_Exercise description_
Reproduce the data below word for word.

_Data to use_
• • • • •

PR #293, opened 2018-04-19
Add logging to seed data import

patcon:
Importing so much data slowly was a bit confusing on the first set-up. I realize I've done this incorrectly, but I'd love feedback on logging the proper way from the seeds task :)

### DIFF
--- a/app/jobs/import_versions_job.rb
+++ b/app/jobs/import_versions_job.rb
@@ -27,7 +27,8 @@ class ImportVersionsJob < ApplicationJob
     total_rows = raw_data.split("\n").length
     each_json_line(raw_data) do |record, row|
       begin
-        Rails.logger.info("Importing row #{row+1}/#{total_rows}...") if ((row+1) % 25 == 0)
+        i = row + 1
+        Rails.logger.info("Importing row #{i}/#{total_rows}...") if (i % 25).zero?
         import_record(record)
       rescue Api::ApiError => error
         @import.processing_errors << "Row #{row}: #{error.message}"
--- a/app/jobs/import_versions_job.rb
+++ b/app/jobs/import_versions_job.rb
@@ -27,7 +27,7 @@ class ImportVersionsJob < ApplicationJob
     total_rows = raw_data.split("\n").length
     each_json_line(raw_data) do |record, row|
       begin
-        puts "Importing row #{row+1}/#{total_rows}..." if ((row+1) % 25 == 0)
+        Rails.logger.info("Importing row #{row+1}/#{total_rows}...") if ((row+1) % 25 == 0)
         import_record(record)
       rescue Api::ApiError => error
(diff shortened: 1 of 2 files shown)


patcon:
And the thought around exposing progress is that, if people know how long it's taking on their connection, then they can choose to find the file and delete some rows to make it manageable :tada:

app/jobs/import_versions_job.rb
```diff
@@ -24,8 +24,10 @@ def perform(import)
   end
 
   def import_raw_data(raw_data)
+    total_rows = raw_data.split("\n").length
     each_json_line(raw_data) do |record, row|
       begin
+        puts "Importing row #{row+1}/#{total_rows}..." if ((row+1) % 25 == 0)
```
Mr0grog: `puts` is *not ok* in this context. Please use `Rails.logger.[whatever log level is appropriate]`. This needs to be able to function properly for normal imports when the application is running.

FYI, the reason it’s written without a total was so that it would be easy to transition to a streaming, lower-memory model (which necessarily has the caveat that you don’t know how long the stream is until you are done). Most clients in practice are nice to the app and avoid imports so big that we’ve needed to solve that, though, so I guess this is ok.

Mr0grog: Also, the whole import can be a single JSON file instead of a newline-delimited JSON stream, so `raw_data.split('\n').length` is not an accurate count of records.

patcon: Sorry, I was trying to admit with the "poor [man's] logging" commit msg that this was ugly and wrong, but just trying to show an aspiring user experience that I thought might be more friendly to show progress on 15+ minutes of silent output :)

I messed around with `Rails.logger.info` for 15 minutes, but it seemed to be shuttling output into `log/development.log` or some such place that wasn't obvious, so I thought someone who understood rails better could give the quick advice on how to do this right. Halp? (Any advice on custom loggers -- if that's the right approach -- would be sincerely appreciated!)

patcon:
Ok, should be fixed :)

Mr0grog:
Ah, I see what you meant about backscroll here, @patcon. This is also going to add a lot of noise to our normal operational logs, so maybe using the logger was bad advice on my part :\

What about if we did something like [this, with an additional argument and a TTY check](https://github.com/edgi-govdata-archiving/web-monitoring-db/compare/fancier-seed-import-logging), or even fancier, like [this, where you can pass in a proc to handle progress reporting](https://github.com/edgi-govdata-archiving/web-monitoring-db/compare/extra-fancier-seed-import-logging)? Both of those also result in a single, self-updating log line so there’s less painful backscroll.

Mr0grog:
@patcon did you have a chance to take a look at either of those in the past week?

Mr0grog:
I think this is still important to finish and address. I guess it’s on me to do so.

Mr0grog:
This was superseded by #529.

• • • • •

_Response to this exercise_
PR #293, opened 2018-04-19
Add logging to seed data import

patcon:
Importing so much data slowly was a bit confusing on the first set-up. I realize I've done this incorrectly, but I'd love feedback on logging the proper way from the seeds task :)

### DIFF
--- a/app/jobs/import_versions_job.rb
+++ b/app/jobs/import_versions_job.rb
@@ -27,7 +27,8 @@ class ImportVersionsJob < ApplicationJob
     total_rows = raw_data.split("\n").length
     each_json_line(raw_data) do |record, row|
       begin
-        Rails.logger.info("Importing row #{row+1}/#{total_rows}...") if ((row+1) % 25 == 0)
+        i = row + 1
+        Rails.logger.info("Importing row #{i}/#{total_rows}...") if (i % 25).zero?
         import_record(record)
       rescue Api::ApiError => error
         @import.processing_errors << "Row #{row}: #{error.message}"
--- a/app/jobs/import_versions_job.rb
+++ b/app/jobs/import_versions_job.rb
@@ -27,7 +27,7 @@ class ImportVersionsJob < ApplicationJob
     total_rows = raw_data.split("\n").length
     each_json_line(raw_data) do |record, row|
       begin
-        puts "Importing row #{row+1}/#{total_rows}..." if ((row+1) % 25 == 0)
+        Rails.logger.info("Importing row #{row+1}/#{total_rows}...") if ((row+1) % 25 == 0)
         import_record(record)
       rescue Api::ApiError => error
(diff shortened: 1 of 2 files shown)


patcon:
And the thought around exposing progress is that, if people know how long it's taking on their connection, then they can choose to find the file and delete some rows to make it manageable :tada:

app/jobs/import_versions_job.rb
```diff
@@ -24,8 +24,10 @@ def perform(import)
   end
 
   def import_raw_data(raw_data)
+    total_rows = raw_data.split("\n").length
     each_json_line(raw_data) do |record, row|
       begin
+        puts "Importing row #{row+1}/#{total_rows}..." if ((row+1) % 25 == 0)
```
Mr0grog: `puts` is *not ok* in this context. Please use `Rails.logger.[whatever log level is appropriate]`. This needs to be able to function properly for normal imports when the application is running.

FYI, the reason it’s written without a total was so that it would be easy to transition to a streaming, lower-memory model (which necessarily has the caveat that you don’t know how long the stream is until you are done). Most clients in practice are nice to the app and avoid imports so big that we’ve needed to solve that, though, so I guess this is ok.

Mr0grog: Also, the whole import can be a single JSON file instead of a newline-delimited JSON stream, so `raw_data.split('\n').length` is not an accurate count of records.

patcon: Sorry, I was trying to admit with the "poor [man's] logging" commit msg that this was ugly and wrong, but just trying to show an aspiring user experience that I thought might be more friendly to show progress on 15+ minutes of silent output :)

I messed around with `Rails.logger.info` for 15 minutes, but it seemed to be shuttling output into `log/development.log` or some such place that wasn't obvious, so I thought someone who understood rails better could give the quick advice on how to do this right. Halp? (Any advice on custom loggers -- if that's the right approach -- would be sincerely appreciated!)

patcon:
Ok, should be fixed :)

Mr0grog:
Ah, I see what you meant about backscroll here, @patcon. This is also going to add a lot of noise to our normal operational logs, so maybe using the logger was bad advice on my part :\

What about if we did something like [this, with an additional argument and a TTY check](https://github.com/edgi-govdata-archiving/web-monitoring-db/compare/fancier-seed-import-logging), or even fancier, like [this, where you can pass in a proc to handle progress reporting](https://github.com/edgi-govdata-archiving/web-monitoring-db/compare/extra-fancier-seed-import-logging)? Both of those also result in a single, self-updating log line so there’s less painful backscroll.

Mr0grog:
@patcon did you have a chance to take a look at either of those in the past week?

Mr0grog:
I think this is still important to finish and address. I guess it’s on me to do so.

Mr0grog:
This was superseded by #529.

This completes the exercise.